# Kurzschlussfeste Leitung ähnlich NSGAFÖU mit UL Zulassung?



## miller (25 November 2016)

Guten Morgen zusammen;
wir verwenden für Spannungsabgriffe vor dem Hauptschalter in unseren Anlagen NSGAFÖU Leitungen.
Ausserdem um von einem Punkt mit grösserem Querschnitt als Zuleitung mit einem kleineren Querschnitt
weiterzugehen.
Nun sind die Leitungen von Lapp oder Helu nicht für den Nordamerikanischen Markt zugelassen.

Habt Ihr einen TIP?

Vielen Dank für Eure Info....


----------



## Nais (29 November 2016)

...das würde mich auch brennend interessieren, wie man dieses Problem sauber UL- bzw.
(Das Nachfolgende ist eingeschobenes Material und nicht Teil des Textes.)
PR #4660, opened 2024-04-08
[4.3] CANDLEPIN-848 - 2213261: Ensure pool lock order for activation keys

nikosmoum:
- This will stop a deadlock from occuring when multiple consumers are force registered concurrently
- An underlying issue with how many can be run concurrently is still subject to lock wait timeouts

### DIFF
--- a/src/main/java/org/candlepin/bind/PoolOpProcessor.java
+++ b/src/main/java/org/candlepin/bind/PoolOpProcessor.java
@@ -12,7 +12,6 @@
  * granted to use or replicate Red Hat trademarks that are incorporated
  * in this software or its documentation.
  */
-
 package org.candlepin.bind;
 
 import org.candlepin.audit.EventSink;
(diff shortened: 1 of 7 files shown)


src/main/java/org/candlepin/bind/PoolOpProcessor.java
```diff
@@ -90,7 +90,9 @@ private void setPoolQuantity(Map<Pool, Long> poolQuantities) {
             return;
         }
 
-        poolCurator.lock(poolQuantities.keySet());
+        poolCurator.lock(poolQuantities.keySet().stream()
+            .filter(x -> !x.isLocked())
```
Ceiu, line 94: This was a bug in the original PR; the locked filter was erroneously applied and causes pools to be skipped in the Sat case.

Ceiu (changes requested):

src/main/java/org/candlepin/bind/PoolOpProcessor.java
nikosmoum: good catch! updated

Ceiu (approved):

PR #4683, opened 2024-04-19
[M] CANDLEPIN-844: Restored an annotation on the reregistration test

Ceiu:
- Restored an annotation that was removed from the consumer resource test to verify concurrent reregistration which prevented it from running against MySQL backends


Ceiu:
I'm not terribly thrilled about doing this, but unless we're going to rewrite the whole locking model, this is the quick-n-dirty way to get us back to a point we were apparently okay with.

PR #4695, opened 2024-05-02
[M] CANDLEPIN-853: Fixed namespace column type for layered entities

Ceiu:
- Updated the namespace column definition to be the same width as the owner key, which is the primary source for the namespace values


joshmalbrecht (changes requested):
I think we also need to update `cp_contents.namespace` column as well and then this should be good to go!

Ceiu:
Ahh, yes we should. I forgot I applied the layering to more than just products.

joshmalbrecht (approved):

PR #4706, opened 2024-05-10
[M] Remove 'Gradle Enterprise' build scans

nikosmoum:
- I have not found a use for this feature so far. And trying to use it has been cumbersome. Having to add an email address for the scan to be sent at, but never receiving such an email. It only seems like a way for gradle to collect build information and email addresses from people, without providing any value.
- Newer versions of gradle seem to have no need for defining the plugin. you can do a build scan by simply passing the --scan option, if we ever want to get any gradle insights.


joshmalbrecht (approved):
Yeah, it seems like all the information that is provided by the buildscan can be retrieved by looking at the Github actions logs

PR #4708, opened 2024-05-14
[M] Added fixes for various database migration scripts

Ceiu:
- Updated the entity layering migration to avoid unnecessarily copying all content to every org's namespace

CSA- gerecht lösen kann.

Hat keiner eine Idee ?


----------



## KOPnuss (30 November 2016)

Hallo, 
 eventuell diese Kabel 

Lapp Ölflex Tarfo XLv  1.8/3Kv  
burial  according to UL 1277

weder die ÖLFLEX Classic 110, noch die 110 CY besitzen eine UL-Zulassung. Bei Anlagen für den amerikanischen Raum sind je 
nach Art der Kabelverlegung verschiedene Kabelanforderungen zu berücksichtigen. (siehe Unterschied zwischen *listed* und *recognized*)
Aufgrund dieser Gegebenheiten haben wir für unsere Kunden eine Übersicht erstellt, die Ihnen in diesem Zusammenhang weiterhelfen könnte. 
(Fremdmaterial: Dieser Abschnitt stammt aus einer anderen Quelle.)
PR #4720, opened 2024-05-22
CANDLEPIN-823: Removed hibernate criteria from select curator classes

joshmalbrecht:
- Removed hibernate criteria from DeletedConsumerCurator, EntitlementCertificateCurator, ExporterMetadataCurator, and OwnerCurator.

Note that I did not modify `OwnerCurator.getByKeySecure` method because it is used by `StoreFactory`

### DIFF
--- a/src/main/java/org/candlepin/model/DeletedConsumerCurator.java
+++ b/src/main/java/org/candlepin/model/DeletedConsumerCurator.java
@@ -1,5 +1,5 @@
 /*
- * Copyright (c) 2009 - 2023 Red Hat, Inc.
+ * Copyright (c) 2009 - 2024 Red Hat, Inc.
  *
  * This software is licensed to you under the GNU General Public License,
  * version 2 (GPLv2). There is NO WARRANTY for this software, express or
@@ -17,9 +17,6 @@ package org.candlepin.model;
 import org.candlepin.auth.Principal;
 import org.candlepin.guice.PrincipalProvider;
 
-import org.hibernate.criterion.Projections;
-import org.hibernate.criterion.Restrictions;
-
 import java.time.OffsetDateTime;
 import java.util.Collection;
 import java.util.Date;
@@ -27,6 +24,7 @@ import java.util.List;
 
 import javax.inject.Inject;
 import javax.inject.Singleton;
+import javax.persistence.NoResultException;
 import javax.persistence.TypedQuery;
 import javax.persistence.criteria.CriteriaBuilder;
 import javax.persistence.criteria.CriteriaQuery;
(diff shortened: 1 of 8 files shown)


src/main/java/org/candlepin/model/DeletedConsumerCurator.java
```diff
@@ -94,9 +104,17 @@ public int countByConsumer(Consumer c) {
...
 
     public int countByConsumerUuid(String uuid) {
-        return ((Long) currentSession().createCriteria(DeletedConsumer.class)
-            .add(Restrictions.eq("consumerUuid", uuid))
-            .setProjection(Projections.rowCount()).uniqueResult()).intValue();
+        if (uuid == null || uuid.isBlank()) {
+            return 0;
+        }
+
+        String query = "SELECT dc FROM DeletedConsumer dc WHERE dc.consumerUuid = :uuid";
```
Ceiu, line 111: We can just do a count and not pull all the data back here:

`SELECT COUNT(dc) FROM ...`

Then the `.getResultList()` below becomes a `.getSingleResult().intValue()`

Ceiu (changes requested):
The `.getByKeySecure` should be updated to use security predicates instead of secure criteria instead. Bonus points if all of the various `.getByKey[...]` methods are moved to be near each other in the class as well.

src/main/java/org/candlepin/model/DeletedConsumerCurator.java
joshmalbrecht: Good catch! Updated

joshmalbrecht:
> The `.getByKeySecure` should be updated to use security predicates instead of secure criteria instead. Bonus points if all of the various `.getByKey[...]` methods are moved to be near each other in the class as well.

For the `OwnerCurator.getByKeySecure` method, I left that method untouched since it is used in `StoreFactory`, and CANDLEPIN-823 says to not touch those methods as they will be addressed in epic [CANDLEPIN-49](https://issues.redhat.com/browse/CANDLEPIN-49).

I did reorganize those `.getByKey` methods in `OwnerCurator`!

Ceiu:
CP-49 can't be relied on in this case, and anything left using secure criteria (or criteria in any capacity for that matter) prevents upgrading to Hibernate 6.

As a side note, CP-49 is superseded by the migration to Kessel, but may still be important for the on-prem solution. However, I'd rather not delay any upgrades or moves to Hibernate, Quarkus, etc. on it.

joshmalbrecht:
> CP-49 can't be relied on in this case, and anything left using secure criteria (or criteria in any capacity for that matter) prevents upgrading to Hibernate 6. I'd rather we fully clear out each curator as we hit them so we don't end up missing stuff or needing to revisit later if we can avoid it. Especially in this case since we have the "secure predicate" shims which can be used in their place.
> 
> As a side note, CP-49 is superseded by the migration to Kessel, but may still be important for the on-prem solution. However, I'd rather not delay any upgrades or moves to Hibernate, Quarkus, etc. on it.

That makes sense! I updated the `.getByKeySecure` method.

src/main/java/org/candlepin/model/DeletedConsumerCurator.java
```diff
@@ -94,9 +104,17 @@ public int countByConsumer(Consumer c) {
...
-            .add(Restrictions.eq("consumerUuid", uuid))
-            .setProjection(Projections.rowCount()).uniqueResult()).intValue();
+        if (uuid == null || uuid.isBlank()) {
+            return 0;
+        }
+
+        String query = "SELECT COUNT(dc) FROM DeletedConsumer dc WHERE dc.consumerUuid = :uuid";
+
+        return this.getEntityManager()
+            .createQuery(query, Number.class)
```
Ceiu, line 114: Can you explain the usage of `Number.class` here instead of a more specific class?

joshmalbrecht: Oops, this should be `Long.class` because the value returned from the query is a Long. Both work, but since we know the value is a Long, it is better to use the subclass.

Ceiu (approved):

PR #4724, opened 2024-05-30
[M] CANDLEPIN-856: Support environment deletion without deleting consumers

bakajstep:
- If an environment was deleted, any consumers in the environment that did not belong to any other environment were also deleted. For console.redhat.com content templates, we did not want this behavior. With deleteConsumers set to false, we left the consumers environment-less.

### DIFF
--- a/spec-tests/src/test/java/org/candlepin/spec/environments/EnvironmentSpecTest.java
+++ b/spec-tests/src/test/java/org/candlepin/spec/environments/EnvironmentSpecTest.java
@@ -56,6 +56,9 @@ import org.junit.jupiter.api.BeforeAll;
 import org.junit.jupiter.api.BeforeEach;
 import org.junit.jupiter.api.Nested;
 import org.junit.jupiter.api.Test;
+import org.junit.jupiter.params.ParameterizedTest;
+import org.junit.jupiter.params.provider.NullSource;
+import org.junit.jupiter.params.provider.ValueSource;
 
 import java.util.Arrays;
 import java.util.Collection;
@@ -106,7 +109,7 @@ public class EnvironmentSpecTest {
     public void shouldAllowOwnerAdminToDeleteEnvironments() {
         EnvironmentDTO env = ownerClient.owners().createEnv(owner.getKey(), Environments.random());
 
-        ownerClient.environments().deleteEnvironment(env.getId());
+        ownerClient.environments().deleteEnvironment(env.getId(), true);
 
         List<EnvironmentDTO> environments = ownerClient.owners().listEnvironments(owner);
         assertThat(environments)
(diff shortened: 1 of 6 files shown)


src/main/java/org/candlepin/resource/EnvironmentResource.java
```diff
@@ -191,22 +192,24 @@ public EnvironmentDTO getEnvironment(@Verify(Environment.class) String envId) {
...
-            .filter(consumer -> consumer.getEnvironmentIds().size() == 1)
-            .toList();
-        deleteConsumers(environment, consumersToDelete);
 
-        List<Consumer> consumersToKeep = consumers.stream()
-            .filter(consumer -> consumer.getEnvironmentIds().size() > 1)
-            .toList();
-        removeConsumersFromEnvironment(environment, consumersToKeep);
+        if (Boolean.TRUE.equals(deleteConsumers)) {
+            Map<Boolean, List<Consumer>> partitionedConsumers = consumers.stream()
```
bakajstep, line 204: With this approach we should save time because we won't have to go through the list twice but only once.

spec-tests/src/test/java/org/candlepin/spec/environments/EnvironmentSpecTest.java
```diff
@@ -662,14 +662,32 @@ public void shouldDeleteConsumerTogetherWithHisLastEnvironment() {
...
+        ownerClient.environments().deleteEnvironment(env1.getId(), true);
 
         assertGone(() -> ownerClient.consumers().getConsumer(consumer1.getUuid()));
 
         ConsumerDTO consumer = ownerClient.consumers().getConsumer(consumer2.getUuid());
         assertThat(consumer.getEnvironments()).hasSize(1);
     }
 
+    @Test
+    public void shouldNotDeleteConsumerWithDeletingHisLastEnvironment() {
```
Ceiu, line 674: nit (grammar): "shouldNotDeleteConsumerWhenDeletingItsLastEnvironment"

Ceiu (changes requested):
Looks pretty good, just need to ensure we don't NPE since our boolean flag is an object and not a primitive.

Some minor grammar improvements can also be made since there are other things to address as well.

src/test/java/org/candlepin/resource/EnvironmentResourceTest.java
```diff
@@ -224,12 +226,32 @@ void onlyConsumersWithTheirLastEnvRemovedShouldBeCleanedUp() {
...
 
-        this.environmentResource.deleteEnvironment(ENV_ID_1);
+        this.environmentResource.deleteEnvironment(ENV_ID_1, true);
 
         verify(this.consumerCurator).delete(consumer1);
         verify(this.contentAccessManager).removeContentAccessCert(consumer2);
     }
 
+    @Test
+    void shouldConsumersBeRemovedFromEnvironmentButNotDeletedWhenDeleteConsumersIsFalse() {
```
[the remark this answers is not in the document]
bakajstep: done

spec-tests/src/test/java/org/candlepin/spec/environments/EnvironmentSpecTest.java
bakajstep: done

Ceiu (approved):

PR #5165, opened 2025-07-02
[M] CANDLEPIN-1028: Added event generation to the inactive consumer cleanup job

Ceiu:
- Updated the InactiveConsumerCleanerJob to generate an event for each org in which inactive consumers were removed
- Optimized several database operations
- Added a TestEventSink test utility for testing and validating events that are generated by various units

### DIFF
--- a/src/main/java/org/candlepin/async/tasks/InactiveConsumerCleanerJob.java
+++ b/src/main/java/org/candlepin/async/tasks/InactiveConsumerCleanerJob.java
@@ -17,25 +17,30 @@ package org.candlepin.async.tasks;
 import org.candlepin.async.AsyncJob;
 import org.candlepin.async.JobExecutionContext;
 import org.candlepin.async.JobExecutionException;
+import org.candlepin.audit.Event;
+import org.candlepin.audit.EventFactory;
+import org.candlepin.audit.EventSink;
 import org.candlepin.config.ConfigProperties;
 import org.candlepin.config.Configuration;
 import org.candlepin.model.CertificateSerialCurator;
 import org.candlepin.model.ConsumerCurator;
-import org.candlepin.model.ContentAccessCertificateCurator;
 import org.candlepin.model.DeletedConsumer;
 import org.candlepin.model.DeletedConsumerCurator;
-import org.candlepin.model.IdentityCertificateCurator;
+import org.candlepin.model.InactiveConsumerRecord;
+import org.candlepin.util.Transactional;
 
 import com.google.common.collect.Iterables;
-import com.google.inject.persist.Transactional;
 
 import org.slf4j.Logger;
 import org.slf4j.LoggerFactory;
 
 import java.time.Instant;
 import java.time.temporal.ChronoUnit;
+import java.util.ArrayList;
 import java.util.Collection;
+import java.util.HashMap;
 import java.util.List;
+import java.util.Map;
 import java.util.Objects;
 
 import javax.inject.Inject;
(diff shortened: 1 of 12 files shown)


src/main/java/org/candlepin/async/tasks/InactiveConsumerCleanerJob.java
```diff
@@ -64,56 +69,79 @@ public class InactiveConsumerCleanerJob implements AsyncJob {
...
+     *  Arguments for this method; abstracted out due to restrictions in the transactional framework. Must
+     *  consist of a single element which is a collection of InactiveConsumerRecord instances.
+     *
+     * @return
+     *  the number of consumers that have been deleted.
      */
-    @Transactional
-    public int deleteInactiveConsumers(Collection<String> inactiveConsumerIds) {
-        if (inactiveConsumerIds == null || inactiveConsumerIds.isEmpty()) {
+    public Integer deleteInactiveConsumers(Object... args) {
```
joshmalbrecht: Should we make this private?

Ceiu: Yeah, that can be private. Was probably only public to appease the Transactional annotation.

Fixed.

joshmalbrecht: Yeah, I bet you are right!

src/main/java/org/candlepin/async/tasks/InactiveConsumerCleanerJob.java
```diff
@@ -64,56 +69,79 @@ public class InactiveConsumerCleanerJob implements AsyncJob {
...
+        List<Long> serialIdsToRevoke = this.consumerCurator.getConsumerCertSerialIds(consumerIds);
 
-        int deletedConsumers = consumerCurator
-            .deleteConsumers(inactiveConsumerIds);
+        this.deletedConsumerCurator.createDeletedConsumers(consumerIds);
+        int deletedConsumers = this.consumerCurator.deleteConsumers(consumerIds);
 
         // Delete the certificates and revoke their serials.
-        identityCertificateCurator.deleteByIds(idCertsToRemove);
-        contentAccessCertificateCurator.deleteByIds(scaCertsToRemove);
```
nikosmoum, line 115: I assume these queries were removed because the deletion of the consumers themselves would take care of them, but we haven't specified ON DELETE CASCADE for these foreign keys on the consumer table. Also, afaik, the `cascade = CascadeType.REMOVE` values in the hibernate annotations on Consumer.java only work when you delete managed entities, and not if you delete through SQL or JPQL (which we are here)

Ceiu: Ahh, yeah. I believe you're correct here. I meant to go back and verify this but got lost in other work and forgot.

I'll check this again today and put up a fix either in the form of a DB change adding the delete-cascade, or restoring these deletions -- highly likely to be the former.

joshmalbrecht: Great catch!

Ceiu: I've added a PR to restore the cert deletion, since unfortunately the relationship is "backward" for the purposes of DB-level delete cascades.

https://github.com/candlepin/candlepin/pull/5172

Auf den Dokumentseiten vier bzw. fünf, finden Sie eine umfangreiche Auswahltabelle bezüglich unserer *listed* und *recognized* Produkte.
Die darin enthaltenen Kabeltypen können Sie somit einfach überfliegen und auf die Eignung für Ihren Einsatzzweck hin überprüfen.


----------



## PN/DP (30 November 2016)

KOPnuss schrieb:


> Auf den Dokumentseiten vier bzw. fünf, finden Sie


Hallo, welches Dokument meinst Du?

Harald


----------



## KOPnuss (30 November 2016)

Das bezieht sich auf eine E MAil von LAPP Kabel 
suche das später mal raus und Stelle es hier rein .


----------



## snake_1842 (13 März 2017)

Hallo,

ich würde das Thema gerne noch mal aufgreifen. Kennt Jemand ein für den US Markt zugelassenes Produkt?


----------



## nullkommanix (13 März 2017)

Hallo ,nicht ganz das Thema aber vielleicht ein Anfang


----------



## nullkommanix (13 März 2017)

Oder dieses Kabel Direct burial according to UL 1277  

Wie schon von Kopnuss vorgeschlagen


----------



## snake_1842 (14 März 2017)

Danke für deine Hilfe, aber das ÖLFLEX Trafo sieht auch nicht so aus als hätte es eine UL Zulassung. Ich bin gestern bei der Firma Prysmian fündig geworden und zwar hat bei denen das sienopyr(90) Ul Version zumindest einen AWM Style. Laut deren Vertreter ist das Kabel für Kurzschlussfeste und Erdschlussfeste Verlegung geeignet.

Anhang anzeigen 03DS905_10_S(90)(N)HXSGAFHXOE 3kV UL 1000V (2).pdf


----------



## wackelkontakt (4 April 2017)

Sin die Lapp Multi Norm Kabel keine Alternative für deinen Einsatz? 

https://www.lappkabel.de/produkte/o...rt-und-zertifiziert/multi-standard-sc-21.html


----------